“As U.S. Deputy Secretary of Defense during the Presidency of George W. Bush, he was “a major architect of President Bush’s Iraq policy and, within the Administration, its most passionate and compelling advocate” (Boyer 1)”
Deputy Secretary of Defense
From 2001 to 2005, during the George W. Bush administration, Wolfowitz served as U.S. Deputy Secretary of Defense reporting to U.S. Secretary of Defense Donald Rumsfeld.
The September 11 attacks in 2001 was a turning point in administration policy, as Wolfowitz later explained: "9/11 really was a wake up call and that if we take proper advantage of this opportunity to prevent the future terrorist use of weapons of mass destruction that it will have been an extremely valuable wake up call," adding: "if we say our only problem was to respond to 9/11, and we wait until somebody hits us with nuclear weapons before we take that kind of threat seriously, we will have made a very big mistake."
In the first emergency meeting of the National Security Council on the day of the attacks, Rumsfeld asked, "Why shouldn’t we go against Iraq, not just al-Qaeda?" with Wolfowitz adding that Iraq was a "brittle, oppressive regime that might break easily—it was doable," and, according to John Kampfner, "from that moment on, he and Wolfowitz used every available opportunity to press the case." The idea was initially rejected, at the behest of Secretary of State Colin Powell, but, according to Kampfner, "Undeterred Rumsfeld and Wolfowitz held secret meetings about opening up a second front—against Saddam. Powell was excluded." In such meetings they created a policy that would later be dubbed the Bush Doctrine, centering on "pre-emption" and the war on Iraq, which the PNAC had advocated in their earlier letters.

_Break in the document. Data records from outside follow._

PR #377, opened 2017-11-30
Web 330/network settings mutations

richchurcher:
This:
 - [x] adds mutations for single add/remove of moderators and communities
 - [x] makes `isAdmin` available in `makeMutations`
 - [x] reformats `makeMutations` so I can read it (lemme know if you hate all that whitespace!)

### DIFF
--- a/api/graphql/index.js
+++ b/api/graphql/index.js
@@ -4,6 +4,8 @@ import { join } from 'path'
 import setupBridge from '../../lib/graphql-bookshelf-bridge'
 import { presentQuerySet } from '../../lib/graphql-bookshelf-bridge/util'
 import {
+  addCommunityToNetwork,
+  addNetworkModeratorRole,
   addModerator,
   addSkill,
   createComment,
@@ -23,8 +25,10 @@ import {
   regenerateAccessCode,
   registerDevice,
   reinviteAll,
+  removeCommunityFromNetwork,
   removeMember,
   removeModerator,
+  removeNetworkModeratorRole,
   removePost,
   removeSkill,
   resendInvitation,
@@ -54,7 +58,7 @@ async function createSchema (userId, isAdmin) {
 
   const allResolvers = Object.assign({
     Query: makeQueries(userId, fetchOne, fetchMany),
-    Mutation: makeMutations(userId),
+    Mutation: makeMutations(userId, isAdmin),
 
     FeedItemContent: {
       __resolveType (data, context, info) {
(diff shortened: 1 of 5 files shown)


api/graphql/index.js
```diff
@@ -134,52 +138,108 @@ export function makeQueries (userId, fetchOne, fetchMany) {
...
 }
 
-export function makeMutations (userId) {
+export function makeMutations (userId, isAdmin) {
   return {
-    updateMe: (root, { changes }) => updateMe(userId, changes),
-    createPost: (root, { data }) => createPost(userId, data),
-    updatePost: (root, args) => updatePost(userId, args),
+    addCommunityToNetwork: (root, { communityId, networkId }) =>
+      addCommunityToNetwork({ userId, isAdmin }, { communityId, networkId }),
```
levity: wow, you did what i was imagining with the function signature. nice

api/graphql/mutations/network.js
```diff
@@ -2,12 +2,49 @@ import validateNetworkData from '../../models/network/validateNetworkData'
 import underlyingUpdateNetwork from '../../models/network/updateNetwork'
 import convertGraphqlData from './convertGraphqlData'
 
-export function updateNetwork (userId, { id, data }) {
+// TODO: more integrated `isAdmin` handling for mutations?
+export function networkMutationPermissionCheck ({ userId, isAdmin = false }, networkId) {
```
levity: feel free to use async/await btw; i think that would make this simpler?

richchurcher: I saw you started using that with `makeModels`! I'll give it a crack. I also realised I need to check `hasModeratorRole` for the new mod to avoid dups.

api/graphql/mutations/network.js
```diff
@@ -2,12 +2,50 @@ import validateNetworkData from '../../models/network/validateNetworkData'
...
+    throw new Error("You don't have permission to modify that network.")
+  }
+}
+
+export async function addCommunityToNetwork (user, { communityId, networkId }) {
+  await networkMutationPermissionCheck(user, networkId)
+  await Community
+    .where('id', communityId)
+    .save('network_id', networkId, { method: 'update', patch: true })
+  return Network.find(networkId, { withRelated: [ 'communities' ] })
```
richchurcher: @levity See what you think of the above. I suppose it reads well... it feels a little strange, because at each step I'm relying on the underlying code throwing to stop us reaching statements further on in the function. But it's clean-ish? If permissions fail, we throw... if the db operation fails, we throw... and graphql-tools exposes the error in the response.

api/graphql/mutations/network.js
```diff
@@ -2,12 +2,50 @@ import validateNetworkData from '../../models/network/validateNetworkData'
...
+// TODO: more integrated `isAdmin` handling for mutations?
+export async function networkMutationPermissionCheck ({ userId, isAdmin = false }, networkId) {
+  if (isAdmin) return
+  if (!await NetworkMembership.hasModeratorRole(userId, networkId)) {
+    throw new Error("You don't have permission to modify that network.")
+  }
+}
+
+export async function addCommunityToNetwork (user, { communityId, networkId }) {
+  await networkMutationPermissionCheck(user, networkId)
```
levity: I find it misleading to name this first argument `user`, since it's not a user object.

api/graphql/mutations/network.js
levity: Looks fine to me!

api/graphql/mutations/network.js
richchurcher: Yeah, I struggled with that too. I tried 'credentials' but it seemed weird. Here's a try with `authZ` (vs authN), see if that makes sense to you.

levity:
maybe just `auth`? does the `Z` signify something i'm missing?

richchurcher:
@levity Sorry missed this... yep, `authZ` is authoriZation, `authN` is autheNtication. Maybe those terms have lapsed into disuse :) Since this was about privileges I figured `authZ` made sense, but not if it's not easily recognisable!

richchurcher:
I'm going to go ahead and merge this one but feel free to hotfix the name to whatever makes sense to you!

After the September 11 attacks, the U.S. invaded Afghanistan to fight Al-Qaeda, which orchestrated the attack . The U.S. invasion of Afghanistan began on October 7, 2001. And, although victory was declared on March 6, 2002, fighting continues as of August 28, 2012. On October 10, 2001, George Robertson, then Secretary-General of the North Atlantic Treaty Organisation, went to the Pentagon to offer NATO troops, planes and ships to assist. Wolfowitz rebuffed the offer, saying: "We can do everything we need to." Wolfowitz later announced publicly, according to Kampfner, "that 'allies, coalitions and diplomacy' were of little immediate concern."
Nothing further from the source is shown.